● **Goal of the exercise**: The complete set of records below must be repeated precisely as given.

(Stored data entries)
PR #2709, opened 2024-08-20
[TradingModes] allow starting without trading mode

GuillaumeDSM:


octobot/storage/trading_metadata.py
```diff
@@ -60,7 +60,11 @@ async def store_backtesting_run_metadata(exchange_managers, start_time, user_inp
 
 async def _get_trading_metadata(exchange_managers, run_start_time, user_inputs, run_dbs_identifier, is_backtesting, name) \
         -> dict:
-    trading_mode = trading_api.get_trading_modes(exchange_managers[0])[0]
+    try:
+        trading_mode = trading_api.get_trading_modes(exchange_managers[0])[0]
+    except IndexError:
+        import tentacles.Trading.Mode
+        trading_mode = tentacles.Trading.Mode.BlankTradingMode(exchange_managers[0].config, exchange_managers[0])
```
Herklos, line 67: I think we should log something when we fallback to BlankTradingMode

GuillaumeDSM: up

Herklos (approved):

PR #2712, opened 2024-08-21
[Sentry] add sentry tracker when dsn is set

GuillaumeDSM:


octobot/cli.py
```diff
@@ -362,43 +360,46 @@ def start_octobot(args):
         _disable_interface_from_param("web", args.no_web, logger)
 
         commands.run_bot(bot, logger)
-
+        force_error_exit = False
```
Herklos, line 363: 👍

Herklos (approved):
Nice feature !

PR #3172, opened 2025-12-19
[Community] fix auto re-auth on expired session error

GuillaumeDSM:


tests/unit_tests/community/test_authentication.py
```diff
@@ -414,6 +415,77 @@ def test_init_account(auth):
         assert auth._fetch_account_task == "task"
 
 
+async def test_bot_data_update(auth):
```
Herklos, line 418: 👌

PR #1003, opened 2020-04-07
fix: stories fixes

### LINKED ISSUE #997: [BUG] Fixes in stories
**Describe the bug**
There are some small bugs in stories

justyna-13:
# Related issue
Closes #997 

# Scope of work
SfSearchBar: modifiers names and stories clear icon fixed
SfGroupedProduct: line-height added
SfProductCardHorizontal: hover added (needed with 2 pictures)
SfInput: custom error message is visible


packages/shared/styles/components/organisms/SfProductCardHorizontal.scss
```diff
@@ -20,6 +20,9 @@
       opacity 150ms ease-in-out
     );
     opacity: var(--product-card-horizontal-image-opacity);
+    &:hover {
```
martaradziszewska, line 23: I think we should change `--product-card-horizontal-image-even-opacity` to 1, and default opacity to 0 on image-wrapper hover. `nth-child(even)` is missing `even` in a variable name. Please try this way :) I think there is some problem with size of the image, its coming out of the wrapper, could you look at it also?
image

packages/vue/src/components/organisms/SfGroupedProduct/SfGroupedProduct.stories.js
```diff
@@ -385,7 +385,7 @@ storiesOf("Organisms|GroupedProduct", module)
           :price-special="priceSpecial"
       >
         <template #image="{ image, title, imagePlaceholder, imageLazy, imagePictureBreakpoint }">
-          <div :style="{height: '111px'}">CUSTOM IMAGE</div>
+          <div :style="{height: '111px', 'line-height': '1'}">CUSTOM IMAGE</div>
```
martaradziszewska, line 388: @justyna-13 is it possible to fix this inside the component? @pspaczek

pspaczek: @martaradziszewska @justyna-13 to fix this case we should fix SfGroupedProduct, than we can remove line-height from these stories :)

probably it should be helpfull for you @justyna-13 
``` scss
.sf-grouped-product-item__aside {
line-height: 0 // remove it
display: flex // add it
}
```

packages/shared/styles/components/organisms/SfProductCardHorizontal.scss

● **Task answer**:
PR #2709, opened 2024-08-20
[TradingModes] allow starting without trading mode

GuillaumeDSM:


octobot/storage/trading_metadata.py
```diff
@@ -60,7 +60,11 @@ async def store_backtesting_run_metadata(exchange_managers, start_time, user_inp
 
 async def _get_trading_metadata(exchange_managers, run_start_time, user_inputs, run_dbs_identifier, is_backtesting, name) \
         -> dict:
-    trading_mode = trading_api.get_trading_modes(exchange_managers[0])[0]
+    try:
+        trading_mode = trading_api.get_trading_modes(exchange_managers[0])[0]
+    except IndexError:
+        import tentacles.Trading.Mode
+        trading_mode = tentacles.Trading.Mode.BlankTradingMode(exchange_managers[0].config, exchange_managers[0])
```
Herklos, line 67: I think we should log something when we fallback to BlankTradingMode

GuillaumeDSM: up

Herklos (approved):

PR #2712, opened 2024-08-21
[Sentry] add sentry tracker when dsn is set

GuillaumeDSM:


octobot/cli.py
```diff
@@ -362,43 +360,46 @@ def start_octobot(args):
         _disable_interface_from_param("web", args.no_web, logger)
 
         commands.run_bot(bot, logger)
-
+        force_error_exit = False
```
Herklos, line 363: 👍

Herklos (approved):
Nice feature !

PR #3172, opened 2025-12-19
[Community] fix auto re-auth on expired session error

GuillaumeDSM:


tests/unit_tests/community/test_authentication.py
```diff
@@ -414,6 +415,77 @@ def test_init_account(auth):
         assert auth._fetch_account_task == "task"
 
 
+async def test_bot_data_update(auth):
```
Herklos, line 418: 👌

PR #1003, opened 2020-04-07
fix: stories fixes

### LINKED ISSUE #997: [BUG] Fixes in stories
**Describe the bug**
There are some small bugs in stories

justyna-13:
# Related issue
Closes #997 

# Scope of work
SfSearchBar: modifiers names and stories clear icon fixed
SfGroupedProduct: line-height added
SfProductCardHorizontal: hover added (needed with 2 pictures)
SfInput: custom error message is visible


packages/shared/styles/components/organisms/SfProductCardHorizontal.scss
```diff
@@ -20,6 +20,9 @@
       opacity 150ms ease-in-out
     );
     opacity: var(--product-card-horizontal-image-opacity);
+    &:hover {
```
martaradziszewska, line 23: I think we should change `--product-card-horizontal-image-even-opacity` to 1, and default opacity to 0 on image-wrapper hover. `nth-child(even)` is missing `even` in a variable name. Please try this way :) I think there is some problem with size of the image, its coming out of the wrapper, could you look at it also?
image

packages/vue/src/components/organisms/SfGroupedProduct/SfGroupedProduct.stories.js
```diff
@@ -385,7 +385,7 @@ storiesOf("Organisms|GroupedProduct", module)
           :price-special="priceSpecial"
       >
         <template #image="{ image, title, imagePlaceholder, imageLazy, imagePictureBreakpoint }">
-          <div :style="{height: '111px'}">CUSTOM IMAGE</div>
+          <div :style="{height: '111px', 'line-height': '1'}">CUSTOM IMAGE</div>
```
martaradziszewska, line 388: @justyna-13 is it possible to fix this inside the component? @pspaczek

pspaczek: @martaradziszewska @justyna-13 to fix this case we should fix SfGroupedProduct, than we can remove line-height from these stories :)

probably it should be helpfull for you @justyna-13 
``` scss
.sf-grouped-product-item__aside {
line-height: 0 // remove it
display: flex // add it
}
```

packages/shared/styles/components/organisms/SfProductCardHorizontal.scss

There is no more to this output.